__What is being asked__:
Look for "import" in the material below and show each line that contains it.
===== Supplied data
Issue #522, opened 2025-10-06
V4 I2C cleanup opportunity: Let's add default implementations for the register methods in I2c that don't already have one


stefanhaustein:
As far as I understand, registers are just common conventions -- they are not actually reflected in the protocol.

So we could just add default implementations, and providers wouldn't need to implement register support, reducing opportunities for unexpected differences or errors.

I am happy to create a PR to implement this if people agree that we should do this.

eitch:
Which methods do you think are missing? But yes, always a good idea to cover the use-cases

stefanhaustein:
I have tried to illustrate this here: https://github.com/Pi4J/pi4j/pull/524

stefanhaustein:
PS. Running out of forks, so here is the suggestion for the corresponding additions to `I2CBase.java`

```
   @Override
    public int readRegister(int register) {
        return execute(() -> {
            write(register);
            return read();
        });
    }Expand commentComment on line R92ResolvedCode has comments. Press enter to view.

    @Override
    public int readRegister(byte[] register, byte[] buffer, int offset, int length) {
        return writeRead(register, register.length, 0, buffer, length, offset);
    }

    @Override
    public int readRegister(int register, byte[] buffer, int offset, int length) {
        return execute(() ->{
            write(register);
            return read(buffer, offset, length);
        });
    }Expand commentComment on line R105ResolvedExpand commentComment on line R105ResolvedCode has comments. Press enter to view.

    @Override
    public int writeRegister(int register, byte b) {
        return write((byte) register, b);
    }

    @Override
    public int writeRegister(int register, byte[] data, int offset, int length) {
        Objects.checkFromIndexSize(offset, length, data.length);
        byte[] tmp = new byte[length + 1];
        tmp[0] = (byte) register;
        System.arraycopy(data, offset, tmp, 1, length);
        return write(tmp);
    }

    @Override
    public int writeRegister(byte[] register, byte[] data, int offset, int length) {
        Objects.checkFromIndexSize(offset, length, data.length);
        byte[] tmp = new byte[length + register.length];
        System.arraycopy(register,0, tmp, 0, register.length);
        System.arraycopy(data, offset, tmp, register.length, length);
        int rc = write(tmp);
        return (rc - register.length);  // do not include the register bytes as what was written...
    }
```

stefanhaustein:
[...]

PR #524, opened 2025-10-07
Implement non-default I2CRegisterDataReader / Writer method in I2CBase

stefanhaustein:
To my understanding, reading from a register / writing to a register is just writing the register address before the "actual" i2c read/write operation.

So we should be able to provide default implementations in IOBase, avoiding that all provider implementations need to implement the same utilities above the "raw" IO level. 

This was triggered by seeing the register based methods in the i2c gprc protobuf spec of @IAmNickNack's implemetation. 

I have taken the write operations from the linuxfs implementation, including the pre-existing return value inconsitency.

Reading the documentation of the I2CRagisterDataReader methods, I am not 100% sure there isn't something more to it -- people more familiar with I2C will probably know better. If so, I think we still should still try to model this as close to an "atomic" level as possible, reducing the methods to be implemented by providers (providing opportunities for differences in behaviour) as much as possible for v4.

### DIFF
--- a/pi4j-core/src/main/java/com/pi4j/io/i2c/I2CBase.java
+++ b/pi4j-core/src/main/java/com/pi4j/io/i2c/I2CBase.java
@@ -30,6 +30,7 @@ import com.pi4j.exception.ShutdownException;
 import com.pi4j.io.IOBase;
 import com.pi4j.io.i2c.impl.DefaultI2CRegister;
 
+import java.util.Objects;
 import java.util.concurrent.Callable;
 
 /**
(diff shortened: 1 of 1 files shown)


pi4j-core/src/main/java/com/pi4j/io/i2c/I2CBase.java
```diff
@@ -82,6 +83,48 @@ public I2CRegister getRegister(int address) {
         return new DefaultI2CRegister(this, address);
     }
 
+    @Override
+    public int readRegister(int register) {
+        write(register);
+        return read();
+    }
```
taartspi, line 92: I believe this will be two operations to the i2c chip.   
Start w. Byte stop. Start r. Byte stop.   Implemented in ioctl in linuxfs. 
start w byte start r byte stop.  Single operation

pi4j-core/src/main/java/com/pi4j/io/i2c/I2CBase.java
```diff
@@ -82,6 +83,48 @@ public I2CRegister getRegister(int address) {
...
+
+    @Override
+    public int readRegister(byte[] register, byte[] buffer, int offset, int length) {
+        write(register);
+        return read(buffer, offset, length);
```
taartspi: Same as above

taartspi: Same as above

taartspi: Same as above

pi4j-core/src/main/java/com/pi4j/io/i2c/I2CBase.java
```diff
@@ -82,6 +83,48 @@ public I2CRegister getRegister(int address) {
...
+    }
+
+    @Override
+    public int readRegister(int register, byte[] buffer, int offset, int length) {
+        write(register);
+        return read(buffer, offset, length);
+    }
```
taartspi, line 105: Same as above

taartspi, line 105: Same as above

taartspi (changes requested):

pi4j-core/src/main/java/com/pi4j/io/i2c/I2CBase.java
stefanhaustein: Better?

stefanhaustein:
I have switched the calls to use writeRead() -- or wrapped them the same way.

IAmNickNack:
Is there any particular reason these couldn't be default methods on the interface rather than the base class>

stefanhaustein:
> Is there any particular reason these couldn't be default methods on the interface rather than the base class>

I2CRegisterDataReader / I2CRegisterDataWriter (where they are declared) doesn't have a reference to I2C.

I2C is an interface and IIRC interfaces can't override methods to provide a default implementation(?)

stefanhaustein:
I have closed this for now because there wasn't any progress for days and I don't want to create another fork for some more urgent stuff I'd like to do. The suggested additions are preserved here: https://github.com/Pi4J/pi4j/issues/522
==========
__Solution for this problem__:
@@ -30,6 +30,7 @@ import com.pi4j.exception.ShutdownException;
 import com.pi4j.io.IOBase;
 import com.pi4j.io.i2c.impl.DefaultI2CRegister;
+import java.util.Objects;
 import java.util.concurrent.Callable;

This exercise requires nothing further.